這首詞的上片寫夜半驚魂,向弟弟子由袒露如秋涼之離情苦,下片為路途上的美好回憶。全詞點化運用前人詞句,巧妙傳達了思弟之離情苦。寓情於景,於物有情;如夜涼知秋,如寒蛩促機;樸中見真,實中見情。然而,仍不免有“驚魂未定”,“豈謂天幸,得存此生”的餘悸潛於詞中。

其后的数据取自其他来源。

PR #210, opened 2017-02-25
Ignore .editorconfig when exporting the package

svenluijten:
This way, the `.editorconfig` file doesn't get downloaded by the likes of Composer. It'll still be there when people want to contribute to the repository using `git clone` though 🙂


freekmurze:
Thanks!

PR #216, opened 2017-03-03
add blade directive @permission

meta0102:
added blade directive @permission to check if the current user has permissionto....


freekmurze:
You can use '@can' for checking permissions in your views.

JiberBoom:
but ，i did it ,it does't work,so what

PR #221, opened 2017-03-09
hasPermissionTo() string param uses permissions cache

derekmd:
I'm migrating a project from [zizaco/entrust](https://github.com/Zizaco/entrust/) because it:

* is sparingly maintained
* conflicts with gate policy authorization

I'm much happier with this package but I have performance issues on some pages with too many database queries. The use case is 10 different roles accessing pages that each request require dozens of permission checks (out of 180 potential permissions.). Some pages have over 100 duplicate queries because `hasPermissionTo()` for string arguments doesn't maintain a `Permission` model object cache.

Currently the cache is only used to configure authorization abilities on the container. This will also use that `Permission` collection cache to prevent further database queries on each `auth()->user()->can()` or Blade `@can()` use.

## Codes changes

* `PermissionRegistrar@getPermissions()` is now public, accessible in the `Permission` and `Role` models through the `RefreshesPermissionCache` trait.
* `Permission::findByName()` always fetches from the cache first, not directly from the database.

## Testing

I wanted to do:

```php
\Illuminate\Support\Facades\Cache::shouldReceive('rememberForever')
     ->with('spatie.permission.cache')
     ->andReturn(EloquentCollection::make([$permission]));
```

But it looks like Mockery wasn't pulled in as a dev dependency for this project. I still wanted to write it in a way that the database is never referenced so let me know if you want me to re-implement it a different way.

Cheers,
Derek

### DIFF
--- a/src/Contracts/Permission.php
+++ b/src/Contracts/Permission.php
@@ -23,7 +23,9 @@ interface Permission
      *
      * @param string $name
      *
-     * @throws PermissionDoesNotExist
+     * @throws \Spatie\Permission\Exceptions\PermissionDoesNotExist
+     *
+     * @return Permission
      */
     public static function findByName($name);
 }
--- a/src/Models/Permission.php
+++ b/src/Models/Permission.php
@@ -62,10 +62,12 @@ class Permission extends Model implements PermissionContract
      * @param string $name
      *
      * @throws PermissionDoesNotExist
+     *
+     * @return Permission
      */
     public static function findByName($name)
     {
-        $permission = static::where('name', $name)->first();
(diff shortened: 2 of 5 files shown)


freekmurze:
Hi, 

thank you for this. Changes seems good.

The test can be improved. Could you test this by making multiple calls to `hasPermissionTo` and assert that the amount of executing queries does not increase (cfr the other tests in `CacheTest`?

derekmd:
I've widened the scope of that test to instead make assertions on database queries.

freekmurze:
Thank you!

PR #5, opened 2018-05-22
Fix spelling of SUSE

thkukuk:
The lower 'u' in SUSE was gone 14 years ago.


besser82:
Thank you for your contribution!

PR #6, opened 2018-06-24
ALT changes potentially useful for other vendors migrating from glibc's libcrypt

ldv-alt:
This series is a bare minimum of changes necessary to migrate from ALT glibc's libcrypt.  Other vendors might find it useful, e.g. `--enable-weak-hashes=glibc --enable-obsolete-api=glibc` seems to be a good choice for Fedora.

PR #8, opened 2018-06-30
ALT changes potentially useful for other vendors migrating from glibc's libcrypt, part 1

ldv-alt:
This series is the first part of the changes that was necessary to migrate from ALT glibc's libcrypt.
This part contains those changes that were pre-approved in #6, and two commits with obvious fixes for bugs found later.


zackw:
Merged, thank you.

PR #9, opened 2018-06-30
ALT changes potentially useful for other vendors migrating from glibc's libcrypt, part 2

ldv-alt:
This series is the second part of the changes that was necessary to migrate from ALT glibc's libcrypt.
This part contains those changes that were not pre-approved in #6 and need to be discussed further.


ldv-alt:
What do you think about installing libcrypt.pc along with libxcrypt.pc, e.g. as a symlink?  This would achieve both goals.

besser82:
That would be an option.  Feel free to make the needed changes.  I'll review and merge then.  Please adapt `.travis.yml` to the changes to configure.

besser82:
Yay, LGTM now!

> I'd like to add new --enable-obsolete-api options to the test matrix,
but test-symbols-compat doesn't allow me to do that.

I think @zackw is able to help with that, as he wrote that particular test.

besser82:
I just checked the reason for `test-symbols-compat` to fail.  It is because Fedora already has libxcrypt and it defines those `OW_CRYPT_1.0` symbols.  Please and the different configure options to the test matrix and I'll merge, since I know the reason why some of them are failing.

zackw:
Off the top of my head, maybe test-symbols-compat should be skipped for any
non-default setting of --enable-obsolete-api. The point of the test is to
ensure binary backward compatibility with the system libcrypt, and if you
set that configure option you presumably don’t care about that.

besser82:
@zackw Well, that depends.  As I said:TravisCI compares against recent Fedora, which is build with `OWCRYPT` symbols, that's why it fails there until I've updated there and have built a version with `--enable-obsolete-api=glibc`.

ldv-alt:
On Tue, Jul 10, 2018 at 09:24:59AM -0700, Björn Esser wrote:
> @zackw Well, that depends.  As I said:TravisCI compares against recent Fedora, which is build with `OWCRYPT` symbols, that's why it fails there until I've updated there and have built a version with `--enable-obsolete-api=glibc`.

Something has to be done with the test, otherwise you won't be able
to build libxcrypt with --enable-obsolete-api=glibc to Fedora.

ldv-alt:
On Tue, Jul 10, 2018 at 06:08:42AM -0700, Zack Weinberg wrote:
> Off the top of my head, maybe test-symbols-compat should be skipped for any
> non-default setting of --enable-obsolete-api. The point of the test is to
> ensure binary backward compatibility with the system libcrypt, and if you
> set that configure option you presumably don’t care about that.

The use of e.g. --enable-obsolete-api=glibc (or --enable-obsolete-api=alt
in our case) doesn't mean that compatibility with the system libcrypt is
not important.  Compatibility shouldn't be broken accidentally.
test-symbols-compat should not be skipped unless an explicit removal
of some interfaces provided by system libcrypt is requested.

besser82:
LGTM!  Will rebase-merge.  Thank you for the enhancement!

上片寫夜半驚魂,向子由袒露如秋涼之離情苦。詞是從“梧桐葉上三更雨”寫起的。他巧妙地點化運用了唐代溫庭筠《更漏子》詞來抒發其貶怨離情的。詞是這樣寫的:“梧桐樹,三更雨,不道離情正苦。一葉葉,一聲聲,空階滴到明。”無獨有偶。也正是夜半三更,一場秋雨,驚破了東坡的夢魂。溫說:“不道離情正苦”,作者說:“驚破夢魂無覓處”。除了“離情”,他眼前一切皆空。京都無處覓,“窮達”成幻影。
“夜涼枕覃已知秋,更聽寒蟄促機抒。”名寫秋涼,實寫人涼。進一步從感覺上和聽覺上渲染了他此時此地的淒涼心境。秋夜本來含有涼意,睡在竹床上更覺冰涼,感到大自然的寒秋到來了,人世間的寒秋到來了。然而,此時作者又產生了泰然心態,聽到了一種特別親切和諧的聲音:“更聽寒蛋促機杼。”東坡前往惠州,身不由己,處境蒼涼。在此窘況下,他首先想到的竟然是人民的生產和生活,竟然如寒蟄那樣催促著農婦早起織布。這是東坡愛民的可愛的品格。
下片,為路途上的美好回憶。在上半夜人睡時,“夢中曆曆來時路”。走這條遙遠而漫長的路,要曆經河北、河南、江蘇,然後進人江西。一路風塵,曆曆在目,記憶猶新。到達虔州,還在清江畔的歌舞亭裏接受好友的宴飲享受。宴會雖小,可雄風不減當年。
“江亭醉歌舞”,“尊前”又遇知己人。“別來”不尋常,人人必有“心與緒”。三句不離行,仍是和友人話兄弟情、未竟業。最後一語,與上片最後一語照應,如出一轍,實為作者出世思想的進一步升華。時至暮年,作者仍壯心不已,誠為可貴。